The task.
Go through the listing beneath and show each line containing the string "changes".

Excerpted records.

PR #84, opened 2017-08-25
Redone MessageInputBar and its related views

nathantannar4:
Created a more customizable InputAccessoryView

Also updated the Example to show usage


SD10:
@nathantannar4 Thanks for taking the initiative to work on this 🎉 🍻

Sources/InputBarItem.swift
```diff
@@ -0,0 +1,260 @@
...
+
+open class InputBarButtonItem: UIButton {
+    
+    public enum Spacing {
+        case fixed(CGFloat)
+        case flexible
+        case none
+    }
+    
+    public typealias InputBarButtonItemAction = ((InputBarButtonItem) -> Void)?
```
SD10: We shouldn't type this explicitly as an optional type. It makes the call site unclear as to whether or not the type is optional.

Sources/InputTextView.swift
```diff
@@ -25,95 +25,121 @@
...
+    
+    private var placeholderLabelConstraintSet: NSLayoutConstraintSet?
+    
+    open var placeholder: String? {
+        get {
+            return placeholderLabel.text
+        }
+        set {
+            placeholderLabel.text = newValue
+        }
```
SD10: Can we just use `didSet` here?

Sources/InputTextView.swift
```diff
@@ -25,95 +25,121 @@
...
+    }
+    
+    open var placeholderTextColor: UIColor {
+        get {
+            return placeholderLabel.textColor
+        }
+        set {
+            placeholderLabel.textColor = newValue
+        }
```
SD10: Can we just use `didSet` here?

Sources/InputTextView.swift
```diff
@@ -25,95 +25,121 @@
...
+    
     // MARK: - Properties
-
-    open var placeholder: NSString? {
+    
+    open let placeholderLabel: UILabel = {
+        let label = UILabel()
+        label.numberOfLines = 0
+        label.textColor = .lightGray
+        label.text = "Aa"
```
SD10: Let's have the default text for the placeholder be "New Message"

Sources/InputTextView.swift
```diff
@@ -25,95 +25,121 @@
...
+        label.backgroundColor = .clear
```
SD10: Can we set `label.isOpaque = false` if we're going to make it clear?

Sources/MessageInputBarDelegate.swift
```diff
@@ -24,8 +24,14 @@
...
-
+    
+    @objc optional func inputBar(_ inputBar: MessageInputBar, didSelectSendButtonWith text: String)
+    
+    @objc optional func inputBar(_ inputBar: MessageInputBar, didChangeIntrinsicContentTo size: CGSize)
+    
+    @objc optional func inputBar(_ inputBar: MessageInputBar, textViewTextDidChangeTo text: String)
+    
+    @objc optional func inputBar(_ inputBar: MessageInputBar, didSwipeTextViewWith gesture: UISwipeGestureRecognizer)
 }
```
SD10: Instead of marking these with the `@objc` attribute to make them optional. Can we just provide a default implementation via a protocol extension that is a no-op?

Sources/MessageInputBar.swift
```diff
@@ -24,133 +24,434 @@
...
+    }
+    
+    /// The InputBarItems held in the leftStackView
+    open var leftStackViewItems: [InputBarButtonItem] = []
+    
+    /// The InputBarItems held in the rightStackView
+    open var rightStackViewItems: [InputBarButtonItem] = []
+    
+    /// The InputBarItems held in the bottomStackView
+    open var bottomStackViewItems: [InputBarButtonItem] = []
```
SD10: Maybe we want the storage for these buttons to be `private(set)` so they're not able to be modified directly

Sources/MessageInputBar.swift
```diff
@@ -24,133 +24,434 @@
...
-        sendButton.isEnabled = false
-
-        return sendButton
+    
+    /// When set to true, the blurView in the background is shown and the backgroundColor is set to .clear. Default is FALSE
+    open var isTranslucent: Bool = false {
+        didSet {
+            blurView.isHidden = !isTranslucent
+            backgroundColor = isTranslucent ? .clear : .white
+        }
```
SD10, line 52: Same as before, can we toggle the `isOpaque` property when we switch between colors that are opaque or not?

Sources/MessageInputBar.swift
```diff
@@ -24,133 +24,434 @@
...
+        if previousIntrinsicContentSize != size {
+            delegate?.inputBar?(self, didChangeIntrinsicContentTo: size)
+        }
+        previousIntrinsicContentSize = size
+        return size
+    }
+    
+    /// The maximum intrinsicContentSize height. When reached the delegate 'didChangeIntrinsicContentTo' will be called.
+    open var maxHeight: CGFloat = 288 {
+        didSet {
```
SD10: Not too worried about this now but it would be nicer if the default value took into account the size of the device's screen. I'm not sure how this would affect the iPad.

Sources/InputBarItem.swift
nathantannar4: Yes you are write. The methods that are used to set the actions also don't need to have the optional type so I fixed that

Sources/MessageInputBarDelegate.swift
nathantannar4: Didn't know that was possible! Changed it to that

Sources/MessageInputBar.swift
nathantannar4: Could you explain what you mean by this? I thought isOpaque is only used when drawing content using `draw(_:)` method. https://developer.apple.com/documentation/uikit/uiview/1622622-isopaque

Sources/MessageInputBar.swift
nathantannar4: How about `open var maxHeight: CGFloat = UIScreen.main.bounds.height / {some constant}`

Sources/MessageInputBar.swift
SD10: Good to know 👍 Looks like we can leave these as is.

Sources/MessageInputBarDelegate.swift
```diff
@@ -24,8 +24,14 @@
...
 import Foundation
 
+@objc
 public protocol MessageInputBarDelegate: class {
-
-    func sendButtonPressed(sender: UIButton, textView: UITextView)
-
+    
+    @objc optional func inputBar(_ inputBar: MessageInputBar, didSelectSendButtonWith text: String)
+
```
SD10: Nit but do you mind renaming these to `messageInputBar`, I'd like to be more specific.
Do you think `didSelectSendButtonWith` -> `didPressSendButtonWith` is better?
Select makes me think some sort of state was set.

Also, the rest of the MessageKit delegates broke away from the Apple pattern of using the object as the method name. Instead, the method name represents exactly what it does.

IDK which approach is the best to be honest, but bike shedding aside, I think the API should feel similar across the library.

SD10 (dismissed):
@nathantannar4 Great work on this. Could you iterate on some of my feedback and also remove the builds for iOS 8 from our travis.yml file (since we are dropping iOS 8)?

nathantannar4:
Suggestions Made and Committed

SD10:
@nathantannar4 There's one last thing we need to check before merging regarding the bottom content inset of the collectionview. Now that this message input bar can be 2 levels high, I think we're prevented from scrolling to the very bottom and the message gets cut off. I can look tonight if you can't before me.

etoledom:
If there are problems with bottom content inset, check https://github.com/MessageKit/MessageKit/pull/87 , there might be a solution

nathantannar4:
Yea I can check but I agree with @etoledom I think this requires changes to the MessageViewController. There can't be a fixed inset because when the message input bar grows so does that inset

SD10:
@etoledom I've very briefly briefly looked at #87 but I'm skeptical about using a flag and doing this in `layoutSubviews`

nathantannar4:
I added the delegate method I had made earlier for the input bar for MessagesViewController.

`// MARK: - MessageInputBarDelegate

extension MessagesViewController: MessageInputBarDelegate {
    
    public func messageInputBar(_ inputBar: MessageInputBar, didChangeIntrinsicContentTo size: CGSize) {
        view.layoutIfNeeded()
        UIView.performWithoutAnimation {
            self.messagesCollectionViewBottomAnchor?.constant = -size.height - 38
            self.view.layoutIfNeeded()
        }
    }
}`

Corrects the bug. Maybe there is a more elegant way of doing this? But it can be a temp fix for now

etoledom:
@SD10 Sure, I don't like much either. I will simplify the pull request to just management of the insets. 
My mistake to try to do more stuff in there.
A fast question: Does it work the scroll to bottom on `viewWillAppear` for you?

SD10:
@nathantannar4 @etoledom Yeah that's why originally we were using `UIKeyboardFrameWillChange` notification to change the inset as the keyboard grows. It got reverted in an earlier PR. I think this will be a common place on conflict. I have a solution in mind.

Example/Sources/Playgrounds/Avatar.playground/Contents.swift
```diff
@@ -13,12 +13,12 @@ var avatarView = AvatarView()
 //: By default its a circlular avatar with a gray background and initals of "?"
 
 //: Create an avatar object and set it for the view.
-//var avatarObject = Avatar(image: testImage)
-//avatarView.set(avatar: avatarObject)
+var avatarObject = Avatar(image: testImage)
+avatarView.set(avatar: avatarObject)
```
SD10, line 17: Let's try to keep PR's to a specific scope so they're easier to review

Sources/InputBarItem.swift
```diff
@@ -0,0 +1,260 @@
...
+            invalidateIntrinsicContentSize()
+        }
+    }
+    
+    open override var intrinsicContentSize: CGSize {
+        var contentSize = size ?? super.intrinsicContentSize
+        switch spacing {
+        case .fixed(let width):
+            contentSize.width += width
+        default:
```
SD10, line 67: I don't like using `default` for switching on enum cases. If we add an extra case at a later date we won't get a compile error for it not being handled. No need to change just FYI

SD10:
@nathantannar4 I'm going to merge this into `v0.6.0` to make my changes. Thanks for all your hard work 🎉 🍺

SD10 (approved):

Sources/InputBarItem.swift
nathantannar4: For sure

nathantannar4:
@etoledom No scroll to bottom does not work for me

Finished task.
Yea I can check but I agree with @etoledom I think this requires changes to the MessageViewController. There can't be a fixed inset because when the message input bar grows so does that inset
@nathantannar4 I'm going to merge this into `v0.6.0` to make my changes. Thanks for all your hard work 🎉 🍺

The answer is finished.